Par une bizarre confusion de langage, de Tracy, avec son maître Condillac, appelle encore la volonté un mode de la sensibilité ; l’action se trouve encore être un mode de la passion. Mais si les mots subsistent, les choses ont bien changé. L’activité est devenue la base de l’existence personnelle et même le principe de la vie sociale : le Traité de la volonté et de ses effets est un traité d’économie politique.


Il était réservé à un disciple de Destutt de Tracy de dégager du sensualisme la théorie nouvelle, et de l’élever, sur la ruine de la fausse philosophie où elle avait pris naissance, au rang de premier principe. Ce réformateur de la philosophie en France fut Maine de Biran.

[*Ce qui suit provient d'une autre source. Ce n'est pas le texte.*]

PR #463, opened 2016-01-07
Improve Promise coverage: Promise Resolve Function

jugglinmike:
See http://www.ecma-international.org/ecma-262/6.0/#sec-promise-resolve-functions

This depends on gh-461


test/built-ins/Promise/resolve/resolve-self.js
```diff
@@ -0,0 +1,46 @@
...
+  resolve = _resolve;
+  reject = _reject;
+});
+var P = function(executor) {
+  executor(resolve, reject);
+  return promise;
+};
+
+Promise.resolve.call(P, promise)
+  .then(function() {
```
boingoing: Do we need to set the prototype property of P to Promise.prototype in order for the constructed value to have [[prototype]] which has Promise.prototype.then function?

P.prototype = Promise.prototype;

test/built-ins/Promise/resolve-poisoned-then-deferred.js
```diff
@@ -0,0 +1,40 @@
...
+---*/
+
+var value = {};
+var poisonedThen = Object.defineProperty({}, 'then', {
+  get: function() {
+    throw value;
+  }
+});
+var promise = new Promise(function(_resolve) {
+  resolve = _resolve;
```
goyakin: In strict mode, this doesn't create a global variable and the call at the end of the file fails because of that.

goyakin:
@jugglinmike Other than the two issues mentioned above, everything else LGTM.

test/built-ins/Promise/resolve/resolve-self.js
jugglinmike: I don't believe this is necessary because the `P` "constructor" (such as it is) returns a `Promise` instance, so (per [the behavior of [[Construct]]](http://www.ecma-international.org/ecma-262/6.0/#sec-ecmascript-function-objects-construct-argumentslist-newtarget)) the constructed value is that same `Promise` instance.

test/built-ins/Promise/resolve-poisoned-then-deferred.js
jugglinmike: Right you are. I've corrected this in a fixup commit.

test/built-ins/Promise/resolve/resolve-self.js
goyakin: @jugglinmike You're right. When @boingoing and I discussed this, it looks like we misinterpreted the spec.

PR #469, opened 2016-01-15
Basic coverage for the %TypedArray% object

leobalter:
This already handles compatibility with the tests at #457.

The idea on this PR is to improve the initial structure for TypedArray tests. 

A more comprehensive coverage is coming on other PRs, testing every spec steps.


test/built-ins/TypedArray/Symbol.species/result.js
```diff
@@ -0,0 +1,18 @@
...
+
+  1. Return the this value.
+features: [TypedArray, Symbol.species]
+includes: [testTypedArray.js]
+---*/
+
+var value = {};
+var getter = Object.getOwnPropertyDescriptor(TypedArray, Symbol.species).get;
+
+assert.sameValue(getter.call({}), value);
```
anba: Typo -> `getter.call(value)`

test/built-ins/TypedArray/length-invalid.js
```diff
@@ -0,0 +1,22 @@
...
+  5. Let elementLength be ToLength(numberLength).
+  6. ReturnIfAbrupt(elementLength).
+  7. If SameValueZero(numberLength, elementLength) is false, throw a RangeError
+  exception.
+  ...
+features: [TypedArray]
+includes: [testTypedArray.js]
+---*/
+
+assert.throws(RangeError, function() {
```
anba: This test throws a `TypeError` in ES2016 (https://github.com/tc39/ecma262/pull/247).

test/built-ins/TypedArray/Symbol.species/result.js
leobalter: f22217b, thanks!

test/built-ins/TypedArray/length-invalid.js
leobalter: It took me a while to think about this case and as I discussed with @jugglinmike: this is still a valid es2015 test flagged with a es6id.

I looked at the changes on the new specs but it's not published/released. So that makes a certainly confusing situation where this test is valid even if we have another file covering the expected behavior with a `es7id: pending` tag. 

From here, I believe the best case would be stick with this test and maybe add a note on info mentioning this is expected to change on es2016.

anba: > I looked at the changes on the new specs but it's not published/released.

The change is present in the ES2016 2015-12-20 draft, [22.2.1.1, step 3](http://tc39.github.io/ecma262/#sec-typedarray):
> <ol><li value=3> If SameValue(NewTarget, here) is true, throw a TypeError exception.

leobalter: bf8c6f8

I included the test for the es2016 behavior but didn't exclude the es6. Both are valid, IMHO.

test/built-ins/TypedArray/prototype/Symbol.toStringTag/prop-desc.js
```diff
@@ -0,0 +1,23 @@
...
+  function is undefined.
+
+  This property has the attributes { [[Enumerable]]: false, [[Configurable]]:
+  true }.
+includes: [propertyHelper.js, testTypedArray.js]
+features: [TypedArray]
+---*/
+
+var TypedArrayPrototype = TypedArray.prototype;
+var desc = Object.getOwnPropertyDescriptor(TypedArrayPrototype, 'byteLength');
```
jugglinmike: This file's description (and some of its body) concerns the unrelated`byteLength` property. Since this patch already has a file for the `byteLength`-related assertions, you can simply delete them from here.

jugglinmike:
Besides that one in-line comment, I think we should avoid over-specifying the features under test. Since these tests are placed in the `built-ins/TypedArray/` directory, I don't see much value in specifying "TypedArray" as a feature. This was my doing, though, so I wrote the patch to fix it: https://github.com/bocoup/test262/pull/59

Otherwise, looks good to me!

leobalter:
Thanks, @jugglinmike! bocoup#59 is already merged.

I still need to fix https://github.com/tc39/test262/pull/469#discussion-diff-50027590, pinging when it's ready.

test/built-ins/TypedArray/prototype/Symbol.toStringTag/prop-desc.js
```diff
@@ -0,0 +1,22 @@
...
+description: >
+  "@@toStringTag" property of TypedArrayPrototype
+info: >
+  %TypedArray%.prototype.byteLength is an accessor property whose set accessor
+  function is undefined.
+
+  This property has the attributes { [[Enumerable]]: false, [[Configurable]]:
+  true }.
+includes: [propertyHelper.js, testTypedArray.js]
+---*/
```
leobalter: It's also missing a features tag

leobalter:
https://github.com/tc39/test262/pull/469#discussion-diff-50027590 fixed at 5f17999.

test/built-ins/TypedArray/length-invalid.js
goyakin: We now have two different versions of the same test, one for ES6 and another for ES7. One of them is going to always fail, but it depends on which version an engine implements.

Given that Test262 is a living test suite (i.e., accepting tests starting from ECMA262 Stage 3), I think we should remove the ES6 version of this test (`test/built-ins/TypedArray/length-invalid.js`). @leobalter, what do you think?

goyakin:
The tests look good to me other than the duplication of one test I mentioned inline.

leobalter:
@goyakin thanks! With #472 solved it's clear and easy to fix this.

leobalter:
ed9cb69 removes the conflicting test. I'm rebasing and squashing this branch and will update when it's ready.

leobalter:
Ok, it's now rebased and squashed on 2 commits which I believe provide the necessary information for the ES2016 test.

PR #471, opened 2016-01-19
Update README.md

littledan:


README.md
```diff
@@ -1,7 +1,9 @@
 ## Test262 is the official ECMAScript (ECMA-262) conformance suite.
 
+Test262 tests conformance to the continually maintained draft future ECMAScript standard found at http://tc39.github.io/ecma262/ , together with any Stage 3 or later TC39 proposals. It is maintained by Gorkem Yakin (@goyakin) with significant contributions from many in the ECMAScript community.
+
```
rwaldron: When was this agreed to?

littledan: Sorry if I got this wrong. I was trying to document the state of the world, especially since the old test262 site is gone. As for test262 being a reflection of the draft spec, that was agreed at the September TC39 meeting https://github.com/rwaldron/tc39-notes/blob/dd8bb263aef908509c91f58e4912482a75c1c74d/es7/2015-09/sept-24.md#8-test262-update . For Gorkem being the maintainer--are you another maintainer, or are there other, additional maintainers? I apologize for any omission. Brian Terlson used to be a maintainer of test262, but he delegated this to Gorkem recently. It's useful to have maintainers listed here so that people can bug a maintainer if they aren't getting a code review.

rwaldron: I was referring to this: 

> Test262 tests conformance to the continually maintained draft future ECMAScript standard found at http://tc39.github.io/ecma262/ , together with any Stage 3 or later TC39 proposals


I think we have different understanding of how that is actually implemented. The _published_ specification must have tests in which implementers can test against \*. test262 should also contain tests that fit this: 

>  Stage 3 or later TC39 proposals.

However, if those Stage 3 (or later) features are in fact _changes_ to previously published editions of the standard, then it's not clear to me how to proceed. I would expect my assertion above\* to still hold to some degree. Tests for published specification **must** be written and published in this project, then updated to match whatever the new semantics according to the changes defined within the Stage 3 (or later) feature.

As to the maintainer "title", I don't care who is called what, but as a T39 member and someone who is very active in this project, I think it does make sense to also list me as someone that can be contacted for submission review.

domenic: > The published specification must have tests in which implementers can test against *

The agreement was that is well served by a tag created at publication time. But master of test262 reflects master of ecma262 + stage 3 proposals.

bterlson: Unless we want to create a tag for ES6 before any ES7 tests are checked in (and thus not include many new ES6 tests in the ES6 tag), this would work, otherwise we will require branches and integration thereof.

domenic: I think we should just create a tag for the day Ecma published 262 6th edition. That's the tests for 6th edition. Anything else is the tests for future editions. Our coverage might not be very good for 6th edition but that's fine.

domenic: Also,

> The published specification must have tests in which implementers can test against *

Implementers agreed at the meeting they preferred master + stage 3, not the published snapshot. Tests for the published snapshot are useless for implementers.

bterlson: > I think we should just create a tag for the day Ecma published 262 6th edition. That's the tests for 6th edition. Anything else is the tests for future editions. Our coverage might not be very good for 6th edition but that's fine.

I'm ok with a tag, but note that this strategy will mean that the es6 tag contains es7 tests. Generally I expect we will get tests for the v.next features before ECMA ratifies the current version.

littledan: In addition to a tag, I'd be OK if someone wants to, say, maintain a branch within this repository to backport certain tests to the ES6 tag, as we get new tests written that fill in the gaps for ES6. This will take a bunch of extra work to test specifically for things in ES2015 which were changed later and are errors, but if it's useful for someone, then that's fine. I don't think we need to maintain this in master, though--that would take a lot of metadata and multiple copies of tests with disagreeing results. It's not just that subsequent versions add more tests, but they also invalidate earlier test results. But for master, let's stay on the ecma262 master.

leobalter: > I think we should just create a tag for the day Ecma published 262 6th edition. That's the tests for 6th edition. Anything else is the tests for future editions. Our coverage might not be very good for 6th edition but that's fine.

Although it looks simple, that would be very ineffective. We still lack the coverage for important features of ES6 today and a tag from the day it was published would not give a reasonable value to use it.

With less effort, a filter using the frontmatter tags is still more effective regarding what we still have today.

The best case scenario would be having all the tests before each final release is published. Even if it demands an extra time from feature champions to support the tests before each spec goes to Stage 4. That won't be a strategy to save the tests for ES2015, but would help to avoid the same issue when the next version is released.

domenic: > Although it looks simple, that would be very ineffective. We still lack the coverage for important features of ES6 today and a tag from the day it was published would not give a reasonable value to use it.

That's fine. There's no value in the old versions anyway.

> a filter using the frontmatter tags is still more effective regarding what we still have today.

Effective for whom? Literally zero consumers of test262 are asking for this.

bterlson: We, for one, would appreciate the ability to get conformance data against a particular version of the spec :) I think maintaining a front-matter attribute isn't a bad idea for this purpose. It's even useful information in other cases (like, answering the question "when was this behavior introduced??") However, it won't be perfect as tests may be removed when made invalid by later versions. This seems good.

domenic: Hmm, OK. Well, Google would not, and does not intend to contract Bocoup to do any work on maintaining that data.

bterlson: > Well, Google would not, and does not intend to contract Bocoup to do any work on maintaining that data.

Ok, so what does this mean practically speaking? If the test262 authors agree here that we want to continue requiring this metadata, what will Google do? Cancel the contract? Fork the project over a trivial amount of work to support more use cases?

littledan: Sorry about this direction the conversation has gone in. I'm fine with someone adding these metadata tags. I'd argue that they are relatively low priority compared to improving test coverage and ensuring the test suite is maintainable, however.

bterlson: > I'd argue that enhancing tests for older versions of ECMAScript is relatively low priority compared to expanding coverage for the ToT spec, however.

I would be very surprised if anyone disagreed with this ;)

> To properly test old versions, we would really need version ceilings, not just version floors.

Yeah, and I think this is fine. Previously valid tests made invalid are deleted (or updated to have the new versions' metadata attribute). Otherwise, running tests that only have an esNid where N <= the version you want to test should be a very close approximation.

PR #473, opened 2016-01-19
Add tests for iterator expression in ForIn/Of head

jugglinmike:
Although the `for..in` statement allows Expressions to define the
iterator, only an AssignmentExpression may occupy this position in the
`for..of` statement.


ianwjhalliday:
Good catch, that's subtle.  ChakraCore got this wrong Microsoft/ChakraCore#147.

LGTM

jugglinmike:
So did V8 https://bugs.chromium.org/p/v8/issues/detail?id=4692

It's pretty easy to overlook!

Maine de Biran commence[1] par séparer profondément de la passivité l’activité, que Condillac avait confondue avec elle sous le titre commun de sensation. La sensation proprement dite est une affection toute passive ; l’être qui y serait réduit irait se perdre, s’absorber dans toutes ses modifications ; il deviendrait successivement chacune d’elles, il ne se trouverait pas, il ne se distinguerait pas, et jamais ne se connaîtrait lui-même. Bien loin que la connaissance soit la sensation seule, la sensation, en se mêlant à elle, la trouble et l’obscurcit, et elle éclipse à son tour la sensation. De là, la loi que M. Hamilton a signalée dans son remarquable article sur la théorie de la perception : la sensation et la perception, quoique inséparables, sont en raison inverse l’une de l’autre. Cette loi fondamentale, Maine de Biran l’avait découverte près de trente ans auparavant, et en avait suivi toutes les applications ; il en avait surtout approfondi le principe, savoir, que la sensation résulte de la passion, et que la perception résulte de l’action.

  1. Dans son premier ouvrage, le traité de l’habitude.